This is a simple synthetic benchmark project for working with LMDB and different serialization formats: ProtocolBuffers and FlatBuffers.
At the point of writing I've seen that ProtocolBuffers are quite good for managing data in the long-term storage (like events in the commit log), but have some inherent performance issues. When reading a ProtoBuf message we use CPU and allocate memory for the entire message even if only a few fields are needed.
By switching event storage format from ProtoBuf to FlatBuffers on the real-time analytics project I've been able to drop report generation time from 49 to 15 minutes. That time is spent on reading and aggregating 400M events from the real-time bidding system.
However, while FlatBuffers are very convenient for data that has to be read frequently, writing these messages or mutating them in a destructive way isn't that nice.

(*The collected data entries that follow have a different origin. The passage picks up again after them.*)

Issue #292, opened 2019-04-01
disable swap by default


jichenjc:
/kind bug

**What steps did you take and what happened:**
[A clear and concise description of what the bug is.]

see this [ERROR Swap]: running with swap on is not supported. Please disable swap
during kubeadm start, it's not likely all distro will disable swap by default
we should disable in user-data.sh

**What did you expect to happen:**

**Anything else you would like to add:**
[Miscellaneous information that will assist in solving the issue.]

**Environment:**

- Cluster-api version:
- Minikube/KIND version:
- Kubernetes version: (use `kubectl version`):
- OS (e.g. from `/etc/os-release`):

jichenjc:
update user-data.sh should be enough...I will work on it

jichenjc:
close this per https://github.com/kubernetes-sigs/cluster-api-provider-openstack/pull/293

PR #293, opened 2019-04-02
disable swap in master and node

jichenjc:
encounter issue when kubeadm start as swap is on
so disable swap during start of user-data execution.

Fixes Bug #292

Fixes #

**Release note**:

```release-note

```

### DIFF
--- a/cmd/clusterctl/examples/openstack/provider-component/user-data/centos/templates/master-user-data.sh
+++ b/cmd/clusterctl/examples/openstack/provider-component/user-data/centos/templates/master-user-data.sh
@@ -14,6 +14,9 @@ POD_CIDR={{ .PodCIDR }}
 SERVICE_CIDR={{ .ServiceCIDR }}
 ARCH=amd64
 
+swapoff -a
+# disable swap in fstab
+sed -i.bak -r 's/(.+ swap .+)/#\1/' /etc/fstab
 # Getting master ip from the metadata of the node. By default we try the public-ipv4
 # If we don't get any, we fall back to local-ipv4 and in the worst case to localhost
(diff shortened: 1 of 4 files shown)


xunpan:
it works in my environment.

/lgtm

cmd/clusterctl/examples/openstack/provider-component/user-data/centos/templates/master-user-data.sh
```diff
@@ -14,6 +14,7 @@ POD_CIDR={{ .PodCIDR }}
 SERVICE_CIDR={{ .ServiceCIDR }}
 ARCH=amd64
 
+swapoff -a
```
chrigl: Hmm... is this enough in this context? If there is swap enabled in the image, is there a need to remove id from fstab as well?

jichenjc: maybe ok because kubeadm has some dependency? this user-data will only be executed once ...

root@kvm-017751:~/go/src/sigs.k8s.io/cluster-api/cmd# swapon -a
root@kvm-017751:~/go/src/sigs.k8s.io/cluster-api/cmd# kubectl get nodes
NAME       STATUS   ROLES    AGE    VERSION
minikube   Ready    master   120m   v1.12.7

chrigl: yeah. But they check it because having swap enabled is a bad thing for kubernetes, and after rebooting, the swap will be enabled again (if there are things left in fstab).

PR #300, opened 2019-04-04
Add Kubeadm and Kubelet versions info in README.md

hidekazuna:

Fixes #

**Release note**:

```release-note

```

### DIFF
--- a/README.md
+++ b/README.md
@@ -31,6 +31,9 @@ This provider's versions are able to install and manage the following versions o
 |-|-|-|
 |OpenStack Provider v1alpha1 (ea309e7f)|✓|✓|
 
+Kubernetes control plane and Kubelet versions are defined in `spec.versions.controlPlane` and `spec.versions.kubelet` of `cmd/clusterctl/examples/openstack/machines.yaml.template` respectively.
+You can generate `cmd/clusterctl/examples/openstack/out/machines.yaml` by running the `generate-yaml.sh` from the template and change the versions if you want.
+
 **NOTE**: Because the user is able to customize any `user-data`, it is also possible to deploy older versions.
 But we won't provide any examples or working templates. See [user-data in the examples](https://github.com/kubernetes-sigs/cluster-api-provider-openstack/tree/master/cmd/clusterctl/examples/openstack/provider-component/user-data).
 


README.md
```diff
@@ -31,6 +31,8 @@ This provider's versions are able to install and manage the following versions o
 |-|-|-|
 |OpenStack Provider v1alpha1 (ea309e7f)|✓|✓|
 
+Kubeadm and Kubelet versions are defined in the the file `cmd/clusterctl/examples/openstack/out/machines.yaml` which is generated by running the `generate-yaml.sh`.
```
gyliu513: Can we highlight the version is in `spec.versions.kubelet`?

hidekazuna: Thanks, I updated.

README.md
```diff
@@ -31,6 +31,8 @@ This provider's versions are able to install and manage the following versions o
 |-|-|-|
 |OpenStack Provider v1alpha1 (ea309e7f)|✓|✓|
 
+Kubeadm and Kubelet versions are defined in `spec.versions.kubelet` of `cmd/clusterctl/examples/openstack/out/machines.yaml` which is generated by running the `generate-yaml.sh`.
```
jichenjc: nit: maybe mention the template machines.yaml.template as well? and you may mention 
cmd/clusterctl/examples/openstack/out/machines.yaml is by default ,it depends where you run generate-yaml.sh

hidekazuna:
@jichenjc Thanks for your comment. Should we update machines.yaml.template rather than machines.yaml?

jichenjc:
I think we can generate the machines.yaml and change it , no need to touch the template
but provide some info in the README will be helpful as well since we anyway update the doc to provide more info

hidekazuna:
@jichenjc OK, I updated to refer to the template.

README.md
```diff
@@ -31,6 +31,9 @@ This provider's versions are able to install and manage the following versions o
 |-|-|-|
 |OpenStack Provider v1alpha1 (ea309e7f)|✓|✓|
 
+Kubeadm and Kubelet versions are defined in `spec.versions.controlPlane` and `spec.versions.kubelet` of `cmd/clusterctl/examples/openstack/machines.yaml.template` respectively.
+You generate `cmd/clusterctl/examples/openstack/out/machines.yaml` by running the `generate-yaml.sh` from the template and change the versions if you want.
```
gyliu513: s/You/You can

hidekazuna: @gyliu513 Thanks, Fixed.

gyliu513:
/lgtm

Thanks @hidekazuna for the update!

README.md
```diff
@@ -31,6 +31,9 @@ This provider's versions are able to install and manage the following versions o
 |-|-|-|
 |OpenStack Provider v1alpha1 (ea309e7f)|✓|✓|
 
+Kubeadm and Kubelet versions are defined in `spec.versions.controlPlane` and `spec.versions.kubelet` of `cmd/clusterctl/examples/openstack/machines.yaml.template` respectively.
```
chrigl: Maybe we should rephrase to "Kubernetes versions are defined in ...". I would not mention kubeadm here because it is an implementation detail. And in our particular case, the `versions.kubelet` is also used as the version for `kubeadm`.

jichenjc: seems we do have a control pane version and kubelet version ,maybe mention both of them ?

hidekazuna: How about this? "Kubernetes control plane and Kubelet versions are defined in `spec.versions.controlPlane` and `spec.versions.kubelet` of `cmd/clusterctl/examples/openstack/machines.yaml.template` respectively."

And if you have decided to store some views in LMDB you have to do some updates at some point.
This is the purpose of this project - to provide some stable place to compare different storage strategies and benchmark any changes in a repeatable manner.
The goal of this research is to find a balance between performance and development convenience while targeting the following scenarios:
- fast replay of 100M - 10B events to rebuild views or run reports
- LMDB environments up to 200M entities (B-Tree depth 30-35) and total size up to 200GB (anything large could be partitioned)
- Write throughput (read/update/save) of 10k tx/sec
Machine:
MacBook Pro Retina, 13-inch, Early 2015
Processor 2,7 GHz Intel Core i5
Memory 8 GB 1867 MHz DDR3
macOS Sierra 10.12.6
InventoryBinProtoBuf/BenchAdd: 5953 op/sec / 0.1679ms
InventoryBinFlatBuffers/BenchAdd: 6438 op/sec / 0.1553ms
InventoryBinProtoBuf/BenchAddRemove: 6359 op/sec / 0.1572ms
InventoryBinFlatBuffers/BenchAddRemove: 6472 op/sec / 0.1545ms
InventoryBinProtoBuf/BenchRead: 290276 op/sec / 0.0034ms
InventoryBinFlatBuffers/BenchRead: 712588 op/sec / 0.0014ms
So it looks like:
- FlatBuffers indeed offer significant performance boost on partial reads
- Writing performance is comparable
- FlatBuffers take more effort to write an object down or mutate
Note, that LMDB library could potentially benefit from Span/Memory
This project includes source code of:
- CoreyKaylor/Lightning.NET - MIT License
- .NET portion of Google FlatBuffers - Apache 2.0 License
I needed a way to quickly tweak these projects and including them as source code was the logical way to do so.